Deal with the unnecessary evil of hacker rank and some algo preps
- Went through the RC jobs directory and narrowed down to 9 companies that look interesting. All have offices outside US (obviously) and some of them are remote friendly.
- Digital Ocean
Last couple of days were pretty productive; I ended up doing some huge refactoring on Olifant.
Hans Zimmer yesterday. Definitely an unforgettable experience.
All the conversations with Marcus was massively helpful. It helped me clarify ideas a lot.
Paired with Dhanush on some Erlang. Its so nice to work with Erlang after such a long time.
Paired with Stefan again and we found and fixed some tiny bugs. Explained most of my code to him. We hope to pair tomorrow.
Oliver Wyman interview tomorrow morning. All the best to me. Sleep well; or you wont wake at 11.
Had great weekend after a while because my friend visited and I didn’t touch my laptop. I took some more time off and watched 2 movies. Feeling a lot better today.
The last couple of working days were productive too. Made some progress with my compiler, make C FFI work etc. If anyone wants to pair on it, please get in touch. The code is pretty simple and is in a reasonably good shape.
I had an interview with OW and it didn’t go as good as I wanted it to be. I’m going to take some time preparing for interviews and make sure I don’t blow up anything after this.
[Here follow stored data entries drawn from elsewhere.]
PR #63395, opened 2023-02-01
Show radiation level using radiation badge instead of character's rads

### LINKED ISSUE #63283: Radiation badges aren't supposed to reset. But in the game they do, sorta.
### Describe the bug

Some sidebars (custom, labels, labels narrow, thick and probably others I forgot) have a "Radiation" field. If you put on a radiation badge, this field shows the color of its film strip, which is very convenient.

However, the radiation badge isn't supposed to reset. If it was a brand new green-colored badge and you got a dose of radiation, it will turn yellow and *stay* yellow, unless you get even more radiation and it will go red/black. Bottom line, it will never become green again.

In the game, radiation badge (the item) doesn't reset. But the sidebar color does.

Here is my character's radiation badge - you can see it says "orange" at the bottom.

image

The rad exposure happened some time ago, and after a lot of sleep, water and Prussian blue tablets some of that radiation went away. The badge still says "orange", but the sidebar says "blue"

image

Tested it on several other sidebar layouts - everything that has "Radiation" field works the same. They don't show the badge's film stip color - they show your current radiation level instead.

### Steps to reproduce

1. Put on a radiation badge
2. Bathe in radiation until it changes colour
3. Walk away from the source of radiation and eat a dozen Prussian blue tablets
4. Watch how your sidebar "Radiation" field changes colour to less severe (yellow, then blue, then green) while your badge's colour remains orange/red/black

### Expected behavior

I expect the sidebar Radiation field to show the current colour of the badge

### Screenshots

_No response_

OS: Windows
OS Version: 10.0.22000.1455 (21H2)
Game Version: https://github.com/CleverRaven/Cataclysm-DDA/commit/0808fe73d76702995326fd16114e47aa60848a7d [64-bit]
Graphics Version: Tiles
Game Language: English [en]
Mods loaded: [
Dark Days Ahead [dda],
Bionic Slots [cbm_slots]
]

### Additional context

_No response_

dseguin:
#### Summary
None

#### Purpose of change
- Fixes #63283

#### Describe the solution
Determine the state of the sidebar radiation indicator using a worn or held radiation badge instead of using the character's current rad level.

#### Testing
Getting exposed to radiation while wearing the badge increases the radiation of the badge. Setting the player's rads to 50 (down from 180) doesn't affect the sidebar indicator, which shows as RED because the badge's irradiation is still 180:

rad_badge

value in memory

### DIFF
--- a/data/json/ui/radiation.json
+++ b/data/json/ui/radiation.json
@@ -10,7 +10,7 @@
         "color": "white_green",
         "condition": {
           "and": [
-            { "compare_int": [ { "u_val": "rad" }, "<=", { "const": 0 } ] },
+            { "compare_int": [ { "u_val": "item_rad", "flag": "RAD_DETECT", "aggregate": "min" }, "<=", { "const": 0 } ] },
             { "or": [ { "u_has_worn_with_flag": "RAD_DETECT" }, { "u_has_wielded_with_flag": "RAD_DETECT" } ] }
           ]
         }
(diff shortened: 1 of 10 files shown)


cake-pie:
Thanks for prompt attention!

One thought: if the character can have multiple badges, would it be more useful to show the highest or lowest color?
- highest = the worst you (or rather, that badge) has previously (recently?) been exposed to, vs
- lowest = the worst things could be *right now* if you don't have other ways to take a measurement

There's utility in the information offered in either case.

dseguin:
Instead of just getting the lowest rad value, I've added some infrastructure to choose any of these aggregate values:
- min
- max
- first
- last
- sum
- average

In this case I'm using `min`, so if the player is wearing more than one radiation badge the sidebar will show the state of the lowest one
```JSON
"compare_int": [ { "u_val": "item_rad", "flag": "RAD_DETECT", "aggregate": "min" }, "<=", { "const": 120 } ]
```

Went to the library and worked through the first 8 chapters of ‘Programming Pearls’. I’d say that was reasonably productive.
Back to RC by about 5. Fiddled with the allocator a bit. Read a chapter or 2 from the Linux programming manual.
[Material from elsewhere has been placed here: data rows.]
PR #57795, opened 2022-05-19
Add the feral burner

MNG-cataclysm:
#### Summary
Content "Add the feral burner"

#### Purpose of change
Add a new feral military soldier, the feral arsonist, and have it spawn with other feral soldiers.

#### Describe the solution
Adds a new monster, the feral arsonist. A military-clad zombie which holds a flamethrower and knows how to use it, the arsonist will spawn alongside zombie burners and feral soldiers wherever they occur. It is fairly uncommon, however.

#### Describe alternatives you've considered
Not adding the arsonist

#### Testing
Spawning the arsonist works as intended, they operate their weapon properly, and spawn in their monster groups.

#### Additional context
To prevent the random burning of buildings, the feral burner is required to target players before using their flamethrower.

PR #63396, opened 2023-02-02
Add the feral burner

MNG-cataclysm:
#### Summary
Content "Add the feral burner"

#### Purpose of change
Add a new feral militia soldier with a flamethrower, and have it spawn at mass graves starting ten days after the Cataclysm.

#### Describe the solution
Adds a new monster, the feral burner, as described above. It is fairly uncommon in mass grave sites when it does spawn.

None.

#### Testing
Everything works as intended. The monster spawns properly and attacks like it's supposed to.

#### Additional context
This is a reopening of #57795, which I was instructed to open again after it was accidentally merged.

### DIFF
--- a/data/json/monsters/feral_humans.json
+++ b/data/json/monsters/feral_humans.json
@@ -757,7 +757,7 @@
         "fake_per": 10,
         "ranges": [ [ 0, 6, "DEFAULT" ] ],
         "require_targeting_player": false,
-        "description": "The feral burner fires its' flamethrower."
+        "description": "The feral burner fires its flamethrower!"
       }
     ],
     "luminance": 8,


anoobindisguise:
flamethrower feral is probably a no go for the same reason that flamethrower zombies were removed, because the US military doesn't use flamethrowers. Why not do like, an acetylene torch feral that's still super dangerous in melee, but has a poor vision range and won't murk the player instantly due to its flamethrower?

MNG-cataclysm:
> flamethrower feral is probably a no go for the same reason that flamethrower zombies were removed, because the US military doesn't use flamethrowers. Why not do like, an acetylene torch feral that's still super dangerous in melee, but has a poor vision range and won't murk the player instantly due to its flamethrower?

I did some description revamping to imply that the flamer is/was not part of the U.S military, but part of an independent militia. As for the danger, I figured ten days would be enough time for a player to obtain a gun of some sort which can outrange the flamers' attack distance of six tiles.

anoobindisguise:
> > flamethrower feral is probably a no go for the same reason that flamethrower zombies were removed, because the US military doesn't use flamethrowers. Why not do like, an acetylene torch feral that's still super dangerous in melee, but has a poor vision range and won't murk the player instantly due to its flamethrower?
> 
> I did some description revamping to imply that the flamer is/was not part of the U.S military, but part of an independent militia. As for the danger, I figured ten days would be enough time for a player to obtain a gun of some sort which can outrange the flamers' attack distance of six tiles. I could go up to fifteen days in before it spawns if that'd balance it better.

But... how did they get the military flamethrower in the first place, how did they not use up all their fuel already after going feral, why are they still hanging around the mass grave, why did they go feral only after getting the flamethrower (everyone who was "chosen" by the blob to go feral started doing so just before the zombies really got going, how did the feral pick out a flamethrower and go out to burn stuff? by the time they had the circumstances to do that, everyone who could already went feral). Why do they only show up at the mass grave after 10+ days, despite "deploying" at the start of the cataclysm? There's no way that can be anything other than a highly illogical mercy/balance feature in favor of the player.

Calling it a day early and leaving now. I should get out of RC a bit more.
Stayed away from RC because I don’t want to be anywhere close a job fair. Its a painful experience to be in the middle of it.
Went to the NYPL instead and worked through a few more chapters of programming pearls. Read through the nanopass paper again, much more seriously this time.
I only worked for about ~4hrs, but felt that it was a really productive day, so I walked around midtown for the next couple of hours. Went to Rockefeller and sat there for a few hours. Spend almost an hour inside the St Patrick’s cathedral.
Lock picking workshop. Yes, you heard that right.
Final check in. That sucks.
RC was definitely the most productive 3 months of my life. I learned more about life, programming, humility, people and the world in this sweet short time than any other time I can remember. I enjoyed almost all of this so much and it would be such a shame to not shout it out aloud.
I think I made some decent progress on my compiler. I can certainly look at any other personal projects that I’ve ever worked on and confidently say that I’ve done better and improved myself; but this is not the time to talk tech.
I will miss all the amazing people I met here and I wish I could spend a lot more time with each one of you. It was so much comforting to not be the only guy with crazy ideas. Life is so much easier when you are not the odd one out and I will miss that feeling the most. I will miss the feeling of belonging somewhere.
I hope I’ll be able to stay motivated and keep learning even after I leave this building. Never graduate!